[Aim of the exercise]:
Search the data for the word "instanceof" and copy every line that contains it.

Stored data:
------------
PR #171, opened 2020-01-10
OAK-8845 | Function based ordering should used index and not be sorte…

nit0906:
…d in Query Engine later on


fabriziofortino (approved):
LGTM 👍

oak-lucene/src/test/java/org/apache/jackrabbit/oak/plugins/index/lucene/FunctionIndexTest.java
```diff
@@ -240,6 +241,114 @@ public void upperCase() throws Exception {
...
+        List<String> paths = Lists.newArrayList();
+        for (int idx = 0; idx < 10; idx++) {
+            paths.add("/test/n" + idx);
+            if(idx%2 ==0) continue;
+            Tree a = test.addChild("n"+idx);
+            a.setProperty("jcr:primaryType", "nt:unstructured", Type.NAME);
+            a.setProperty("foo", "bar"+idx);
+
+        }
+        for(int idx =0 ; idx<10 ; idx++) {
```
thomasmueller: Formatting (spaces) are inconsistent, could you run the formatter please?

oak-core/src/main/java/org/apache/jackrabbit/oak/query/QueryImpl.java
```diff
@@ -626,8 +626,8 @@ private boolean canSortByIndex() {
                         OrderingImpl o = orderings[i];
                         DynamicOperandImpl op = o.getOperand();
                         if (!(op instanceof PropertyValueImpl)) {
-                            // ordered by a function: currently not supported
-                            canSortByIndex = false;
+                            // ordered by a function - supported by index so we simply break here and set canSortByIndex = true
+                            // so that QueryImpl does not sort the entries again
                             break;
```
thomasmueller: I think breaking here is incorrect, in case of "order by a, b" and an index that only sorts by property a. Also, what if "order by a desc", and the index sorts ascending?

thomasmueller (changes requested):

oak-core/src/main/java/org/apache/jackrabbit/oak/query/QueryImpl.java
nit0906: @thomasmueller ...agree with the order a,b point ..will make the changes to handle that 

But with the desc/asc thing ..we don't define the in our indexes if it should sort asc or desc..we just add ordered = true on the prop..so shouldn't the index always  handle both the cases ? Or maybe I am missing something ?

nit0906: @thomasmueller  - even for a,b if the index doesn't support indexing on property b - this is effectively handled in this condition  if (list != null && list.size() == orderings.length) above the change I made. But somehow this only works in case of normal properties and not the function ones - looking into why that's the case. Seems like for normal properties plan.getSortOrder doesn't return any property that hasn't got oredered = true but in case of function props this doesn't seem to be working

thomasmueller: Hm, I might be wrong with the multi-column case... about asc / desc, I think Lucene can only sort ascending, not descending, but I might be wrong there too. I probably need to debug this.

thomasmueller: About the multi-column case: let's say the query has "order by lower(a), b, c" and the index can sort by "lower(a), x, y". Your code would stop (break) after the first column, and not check the second and third column. Right? Well currently it's more a theoretical problem, because I don't think the Lucene version we use can sort by more than one column at the same time... But for a remote index (Elasticsearch), it might be possible.

thomasmueller: I think the proper code would look something like this. This is not tested; I'm not sure if e.getPropertyName() will return the function name as expected.

    for (int i = 0; i < list.size(); i++) {
        OrderEntry e = list.get(i);
        OrderingImpl o = orderings[i];
        DynamicOperandImpl op = o.getOperand();
        if (op instanceof PropertyValueImpl) {
            String pn = ((PropertyValueImpl) op).getPropertyName();
            if (!pn.equals(e.getPropertyName())) {
                // ordered by another property
                canSortByIndex = false;
                break;
            }
        } else {
            // ordered by a function
            String fn = op.getFunction(selectors.get(0));
            if (!fn.equals(e.getPropertyName())) {
                // ordered by a different function
                canSortByIndex = false;
                break;
            }
        }
        // we only have one selector, so no need to check that
        // TODO support joins
        if (o.isDescending() != (e.getOrder() == Order.DESCENDING)) {
            // ordered ascending versus descending
            canSortByIndex = false;
            break;
        }
    }

thomasmueller (changes requested):

oak-core/src/main/java/org/apache/jackrabbit/oak/query/QueryImpl.java
nit0906: @thomasmueller  - It seems to me as if this check is redundant 
```
if (!pn.equals(e.getPropertyName())) {
            // ordered by another property
            canSortByIndex = false;
            break;
        }
```

I haven't been able to create a test that would actually get the flow here. It seems to me that this check is for the case if the query is something like order by a,b whereas the index is ordered on let's say a,c - in that case this should kick in and set canSortByIndex = false. But in that case 
`if (list != null && list.size() == orderings.length)`
This would return false and the name condition check wouldn't even come into picture. I am debugging a bit further to verify this.

thomasmueller: > I haven't been able to create a test that would actually get the flow here

Yes, because I don't think we currently support indexes that order by more than one property. But we might support this in the future.

> It seems to me that this check is for the case if the query is something like order by a,b whereas the index is ordered on let's say a,c

Yes, exactly.

> in that case this should kick in and set canSortByIndex = false.

Yes.

> But in that case if (list != null && list.size() == orderings.length)  This would return false 

No, it would return true: both list.size() and ordering.length would be 2:
* List<OrderEntry> list = plan.getSortOrder(); // from the index
* orderings // field in the QueryImpl, from the query

thomasmueller: Note that the index might not need to support ordering by multiple properties: maybe the index "knows" that some property is always the same value. In this case the index could say "yes I can order by this property". In theory the query could be "order by a, a" (even thought that's weird, no need to support it). Right now it's a theoretical case, and existing indexes don't support ordering by multiple columns. So I don't think a test case for this is needed right now. But it makes sense to have the right logic in the code.

nit0906: > No, it would return true: both list.size() and ordering.length would be 2:
> 
>     List list = plan.getSortOrder(); // from the index
>     orderings // field in the QueryImpl, from the query
> 

Actually plan.getSortOrder() in this case would return 1.
If the query is something like order by a,b whereas the index is ordered on let's say a,c -> then the ordering.size would be 2 (from the query). But plan.getSortOrder() would basically be the number of properties in the index that can sort on the given query (which would be 1 in this case i.e. a ).

I have written a few test cases around this that help in debugging and understanding this workflow. Also, using them it appears that indexes do support multi column ordering. I will push in those changes and let you have a look.

nit0906: @thomasmueller  - I pushed in a temp change commenting out the check around property name that I thought was redundant. I have added a few test cases in org.apache.jackrabbit.oak.plugins.index.lucene.FunctionIndexTest - testOrdering4,testOrdering5,testOrdering6 (have added comments specifying what they do) - with those I was able to debug to indicate that indexes do support multi column ordering and  (list != null && list.size() == orderings.length) would handle any case in which query tries to order on any property that does not supports ordering in the index.

oak-lucene/src/test/java/org/apache/jackrabbit/oak/plugins/index/lucene/FunctionIndexTest.java
nit0906: Done

oak-core/src/main/java/org/apache/jackrabbit/oak/query/QueryImpl.java
```diff
@@ -625,19 +625,15 @@ private boolean canSortByIndex() {
...
                         DynamicOperandImpl op = o.getOperand();
-                        if (!(op instanceof PropertyValueImpl)) {
-                            // ordered by a function: currently not supported
-                            canSortByIndex = false;
-                            break;
-                        }
                         // we only have one selector, so no need to check that
                         // TODO support joins
-                        String pn = ((PropertyValueImpl) op).getPropertyName();
+                        String pn = op.getOrderEntryPropertyName(selectors.get(0));
```
thomasmueller: getOrderEntryPropertyName can in theory return null, then you get a NullPointerException in QueryImpl. I know, it can only happen in theory, but avoiding a potential NPE would be good. I think it should be relatively easy, for example throw a different exception with an appropriate message, if getOrderEntryPropertyName returns null.

oak-core/src/main/java/org/apache/jackrabbit/oak/query/ast/FullTextSearchScoreImpl.java
```diff
@@ -118,4 +118,9 @@ public OrderEntry getOrderEntry(SelectorImpl s, OrderingImpl o) {
         return null;
     }
 
+    @Override
+    public String getOrderEntryPropertyName(SelectorImpl s) {
+        return null;
```
thomasmueller: Order by score is possible... I think it is always ignored right now, but that's in implementation. If it always returns null, then the logic in QueryImpl would throw an exception (NPE right now). I think that's not correct. Instead, it's probably better to return the name of the score pseudo-property here.

oak-core/src/main/java/org/apache/jackrabbit/oak/query/ast/NodeLocalNameImpl.java
```diff
@@ -149,4 +149,13 @@ public OrderEntry getOrderEntry(SelectorImpl s, OrderingImpl o) {
             OrderEntry.Order.DESCENDING : OrderEntry.Order.ASCENDING);
     }
 
+    @Override
+    public String getOrderEntryPropertyName(SelectorImpl s) {
+        String fn = getFunction(s);
+        if (fn != null) {
+            return  QueryConstants.FUNCTION_RESTRICTION_PREFIX + fn;
+        }
```
thomasmueller: We have some of repeated code, as this method is always the same. Shouldn't we rather write the method in the base class (if there is one)? To avoid repeating code.

oak-search/src/main/java/org/apache/jackrabbit/oak/plugins/index/search/spi/query/FulltextIndexPlanner.java
```diff
@@ -884,7 +884,7 @@ private static boolean isEqualityRestriction(PropertyRestriction pr) {
                 orderEntries.add(IndexDefinition.NATIVE_SORT_ORDER);
             }
             for (PropertyDefinition functionIndex : rule.getFunctionRestrictions()) {
-                if (o.getPropertyName().equals(functionIndex.function)) {
+                if (o.getPropertyName().equals(functionIndex.function) && functionIndex.ordered) {
```
thomasmueller: Ah, is this a bugfix?

I would probably reverse the order of the condition:
    functionIndex.ordered && o.getPropertyName().equals(functionIndex.function)
because testing a boolean is faster than comparison, but also because of readability of the code... first check if the property is ordered in the index, and then test if it matches.

oak-core/src/main/java/org/apache/jackrabbit/oak/query/QueryImpl.java
nit0906: @thomasmueller  - Instead of throwing an exception - maybe we can simply set canSortByIndex = false in QueryImpl in case getOrderEntryPropertyName returns null (that way the query would still return result , sorted by QueryEngine). WDYT ?

oak-core/src/main/java/org/apache/jackrabbit/oak/query/ast/FullTextSearchScoreImpl.java
nit0906: Actually getOrderEntryPropertyName basically is needed to compare the property name set for the Ordering any particular implementation of DynamicOperand - In case of FullTextSearchScoreImpl - no Order is set , so I thought maybe it would be better to return null from getOrderEntryPropertyName  too.

But I can return score pseudo-property here .

oak-search/src/main/java/org/apache/jackrabbit/oak/plugins/index/search/spi/query/FulltextIndexPlanner.java
nit0906: Yes - this was a bugfix. Agreed - will make the ordering change

thomasmueller (approved):
LGTM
------------
[Response to this task]:
                         if (!(op instanceof PropertyValueImpl)) {
        if (op instanceof PropertyValueImpl) {
-                        if (!(op instanceof PropertyValueImpl)) {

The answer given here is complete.